Aggregate Demand of Market (B))
What is aggregate demand? What are the exceptions for general law of aggregate demand?
Posted: Sep 2009
Aggregate Demand is quantified expression of demand for a certain product or service within the market. Aggregate demand is total quantity of products that customers are willing to buy, according to all alternative prices.
The basic law of demand says: When the price of the product is increasing, the demand for the product is decreasing, and vice versa. The precondition for the basic law of demand is that other factors are constant.
This example shows the application of the basic law of demand. The higher price is decreasing the demand, while lower price is increasing the demand. The demand of every individual customer is varying.
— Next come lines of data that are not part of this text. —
PR #51, opened 2021-03-02
[Reference PR] Skip publishing to Bintray from Shipkit; publish to Maven Central instead

wmoustafa:
[Bintray is sunset](https://jfrog.com/blog/into-the-sunset-bintray-jcenter-gocenter-and-chartcenter/) starting 3/1/2021. This patch adapts Shipkit plugin integration so that it skips the Bintray publication step. Also, it sets up the `maven-publish` plugin so that it can publish to Maven Central. This patch is based on combining guides from [Shipkit](https://github.com/mockito/shipkit/blob/master/docs/features/publishing-binaries-using-maven-publish-plugin.md), [OSSRH with Gradle](https://central.sonatype.org/pages/gradle.html) and an [example Maven Central + Gradle integration from dex-test-parser](https://github.com/linkedin/dex-test-parser/blob/main/parser/build.gradle).

This patch is tested by running `./gradlew publishToMavenLocal` which publishes artifacts locally. I found the expected artifacts in the local m2 repo, but did not notice he signing files. I will wait after check-in to see if they will be generated in the non-local publication case.

The patch was also tested by running Shipkit's release in the dry run mode: `./gradlew performRelease -PdryRun`. It works all the way up to pushing. I did not provide a Github write token so that it does not accidentally push an undesired change.

### DIFF
--- a/build.gradle
+++ b/build.gradle
@@ -5,7 +5,14 @@
 plugins {
   id "com.diffplug.spotless" version "5.8.2"
   id 'com.github.johnrengelman.shadow' version '5.2.0'
-  id "org.shipkit.java" version "2.3.4"
+  // The following Shipkit plugins are required to make Shipkit skip publishing to Bintray.
+  // Bintray is sunset starting 3/1/2021.
+  // For more details on how to integrate Shipkit with other repositories please see
+  // https://github.com/mockito/shipkit/blob/master/docs/features/publishing-binaries-using-maven-publish-plugin.md
+  id "org.shipkit.travis" version "2.3.4"
+  id "org.shipkit.github-pom-contributors" version "2.3.4"
+  id "org.shipkit.release-notes" version "2.3.4"
+  id "org.shipkit.compare-publications" version "2.3.4"
 }
 
 configurations {
@@ -18,9 +25,6 @@ allprojects {
 
   repositories {
     mavenCentral()
-    maven {
-      url 'https://linkedin.bintray.com/maven/'
-    }
   }
 
   spotless {
@@ -39,8 +43,10 @@ allprojects {
     }
   }
 }
+tasks.updateReleaseNotes.publicationRepository = "https://repo1.maven.org/maven2/com/linkedin/coral/"
+tasks.updateReleaseNotesOnGitHub.publicationRepository = "https://repo1.maven.org/maven2/com/linkedin/coral/"
 
-subprojects {
+subprojects { subproject ->
   plugins.withType(JavaPlugin) {
     dependencies {
       testCompile deps.'testing'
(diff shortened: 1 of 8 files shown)


coral-spark/build.gradle
```diff
@@ -20,5 +21,5 @@ dependencies {
 }
 
 artifacts {
-  archives jar, javadocJar, sourcesJar
+  archives jar
```
funcheetah, line 24: Is there any reason to remove javadocJar and sourcesJar? There are needed to publish to maven central

wmoustafa: Those types of jars are referenced in the main `build.gradle`. Including them here was throwing an error. I verified that they existed in the local m2 repo after the local release step.

build.gradle
```diff
@@ -59,4 +65,95 @@ subprojects {
...
+            subproject.name + "-" + tasks.fetchReleaseNotes.previousVersion + "-sources.jar"
+        maven(MavenPublication) { publication ->
+          tasks.performRelease.dependsOn(tasks.publish)
+          from components.java
+          artifact(javadocJar) {
+            classifier = 'javadoc'
+          }
+          artifact(sourcesJar) {
+            classifier = 'sources'
+          }
```
drewhannay, line 87: If your modules are all using the `java` plugin, you should be able to use this block:
```groovy
java {
    withSourcesJar()
    withJavadocJar()
}
```
in each of your modules (or in this file, outside the `publications` block) and then source and javadoc jars will get added to the publication automatically since you're using `from components.java`

build.gradle
```diff
@@ -59,4 +65,95 @@ subprojects {
...
+          pom {
+            groupId = 'com.linkedin.coral'
+            artifactId = subproject.name
+            name = 'Coral'
+            description = 'Coral is a SQL analysis, translation, and rewrite engine'
```
drewhannay, line 92: Up to you, but you might consider having the name and description describe what the actual artifact is. As a consumer, I find that to be a nicer use of name + description here.

coral-hive/build.gradle
```diff
@@ -46,7 +48,7 @@ generateGrammarSource {
   ]}
 
 artifacts {
-  archives jar, javadocJar, sourcesJar
+  archives jar
 }
```
drewhannay, line 52: I think you shouldn't need to add the `jar` here either, since you're using `from components.java` in your `publications` block. The `java` plugin should be adding that for you automatically (same comment for all the other modules)

mockitoguy:
We need to use "io.github.gradle-nexus.publish-plugin" plugin so that the publication to Maven Central is fully automatic, see example here: https://github.com/shipkit/shipkit-demo/blob/master/gradle/release.gradle#L20

Also, let's try to move off the deprecated Shipkit plugins. E.g. let's try to re-merge https://github.com/linkedin/coral/pull/36 I'll put some cycles on it.

mockitoguy:
Here's my suggestion how to move forward: https://github.com/linkedin/coral/pull/52

PR #54, opened 2021-03-11
Adjust array indices for non-literals

shardulm94:
Hive uses 0-based array indices while ANSI SQL/Presto uses 1-based indices. When we convert from Hive QL to Calcite RelNodes we add 1 to all array indices. Hence `arrayField[0]` is converted to `arrayField[1]`. However today this adjustment only considers integer literals, all other indices are ignored and passed through as-is. This causes non-literal indices to not be adjusted, e.g. HiveQL `arrayField[size(arrayField) - 1]` still remains `arrayField[size(arrayField) - 1]` in RelNode leading to silent correctness issues.

This PR translates any non-integer literals by using a SQL function call to add one to the index.
`arrayField[size(arrayField) - 1]` => `arrayField[size(arrayField) - 1 + 1]`

I decided to keep the original implementation for integer literals for simplicity of the converted SQL in the most common cases, so that `arrayField[0]` is converted to `arrayField[1]` instead of `arrayField[0 + 1]`.

cc: @wmoustafa @funcheetah

### DIFF
--- a/coral-hive/src/main/java/com/linkedin/coral/hive/hive2rel/HiveRelConverter.java
+++ b/coral-hive/src/main/java/com/linkedin/coral/hive/hive2rel/HiveRelConverter.java
@@ -158,8 +158,8 @@ public class HiveRelConverter extends RelShuttleImpl {
             RexLiteral newItemRef = rexBuilder.makeExactLiteral(new BigDecimal(val + 1), itemRef.getType());
             return rexBuilder.makeCall(call.op, columnRef, newItemRef);
           } else {
-            RexNode oneBasedIndex = rexBuilder.makeCall(
-                SqlStdOperatorTable.PLUS, itemRef, rexBuilder.makeExactLiteral(BigDecimal.ONE));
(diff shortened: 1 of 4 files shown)


funcheetah (commented):
Thanks for the patch! It looks good to me. Let's do integration test first before checking in.

shardulm94:
Our internal regression tests passed!

findepi:
@funcheetah i see this in a tagged release here https://github.com/linkedin/coral/releases/tag/v1.0.29

do you plan to push that to Maven Central?
the latest i see on https://search.maven.org/artifact/com.linkedin.coral/coral-presto is 1.0.25

wmoustafa:
@findepi We were working on migrating our release automation system after [decommissioning Bintray](https://jfrog.com/blog/into-the-sunset-bintray-jcenter-gocenter-and-chartcenter/). Version [1.0.33 should be published](https://repo1.maven.org/maven2/com/linkedin/coral/coral-presto/) now.

PR #60, opened 2021-03-24
Test LATERAL VIEW EXPLODE on string array

findepi:


findepi:
cc @wmoustafa

wmoustafa (approved):
Thanks for adding the test @findepi!

PR #62, opened 2021-03-25
Support for LATERAL VIEW json_tuple(..) jt AS a,b

findepi:
~Based on https://github.com/linkedin/coral/pull/59, https://github.com/linkedin/coral/pull/60, https://github.com/linkedin/coral/pull/61~

Fixes https://github.com/linkedin/coral/issues/53

PR #63, opened 2021-03-30
Throw error when LATERAL VIEW uses unsupported table operator

findepi:
Previously, an `EXPLODE(...)` was assumed.


findepi:
Currently based on https://github.com/linkedin/coral/pull/62

wmoustafa (approved):
Thanks for this patch @findepi.

PR #64, opened 2021-03-30
Assert strict equality in HiveToPrestoConverterTest

findepi:
Previously the VIEW conversion test asserted on the prefix, stripping
out meaningless final alias. However, in more complex cases, the alias
is used in other parts of the converted query text. Asserting on full
text means the expected results are self-contained now.


findepi:
Currently based on https://github.com/linkedin/coral/pull/62

cc @ebyhr as it relates to https://github.com/linkedin/coral/pull/49

wmoustafa (approved):
Nice improvement @findepi. Thanks!

PR #70, opened 2021-04-12
Support 'SELECT NULL null_field' and union schemas with NULL type field in coral-schema

ljfgem:
Views like `premium_mp.inapp_payment_event` are created using SQL like 
```
SELECT NULL null_field, ..., FROM table1
UNION ALL
SELECT ... FROM table2
```
There are 2 issues when coral-schema process views like it.
1. While visiting `SELECT NULL null_field`, `SchemaUtilities.appendField` is called to append `NULL` to the type of `null_field`, but there is no check to determine if the provided `null_field`'s type is NULL or not. This PR adds the checking before union NULL with the provided field type to avoid union 2 NULL values.
2. After checking and leaving the type of `null_field` as NULL, there is no support for NULL type in `SchemaUtilities.isUnionRecordSchemaCompatible` and `SchemaUtilities.setupNestedNamespaceForRecord`. This PR also adds the NULL in the cases.

### DIFF
--- a/coral-schema/src/main/java/com/linkedin/coral/schema/avro/SchemaUtilities.java
+++ b/coral-schema/src/main/java/com/linkedin/coral/schema/avro/SchemaUtilities.java
@@ -171,7 +171,7 @@ class SchemaUtilities {
     Schema fieldSchema = RelDataTypeToAvroType.relDataTypeToAvroTypeNonNullable(fieldRelDataType, fieldName);
 
     // TODO: handle default value properly
-    if (isNullable) {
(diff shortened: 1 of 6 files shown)


wmoustafa (commented):
Could you add more context to the description? For example, a minimal view or data type that causes this. Also, for the PR title, it is better to state the change as opposed to what bug this PR is fixing. When stating the change, we would state what we did to fix the bug instead of stating the bug itself.

funcheetah:
Please add a unit test for this change.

The aggregate demand curve is the expressing the demand of the whole market, under the given range of prices.
The aggregate demand law has some exceptions:
Veblen Effect - Increase of the price of certain luxury products may lead to increase of demand. Veblen Effect explains the desire of certain customers, that are willing to buy more expensive product, because of prestige and differentiation from the group.
Giffen Paradox - In case of price increase of inferior good, commonly used by low budget customers, the demand is increasing too. According the Giffen paradox, lower income customers will buy more bread in case of price increase, while they will reduce purchasing of other products.
The increase or decrease of income can also make a shift of aggregate demand of the market.
The customers that earns more are willing to pay more for the good, while customers with decreased income are reluctant regarding spending.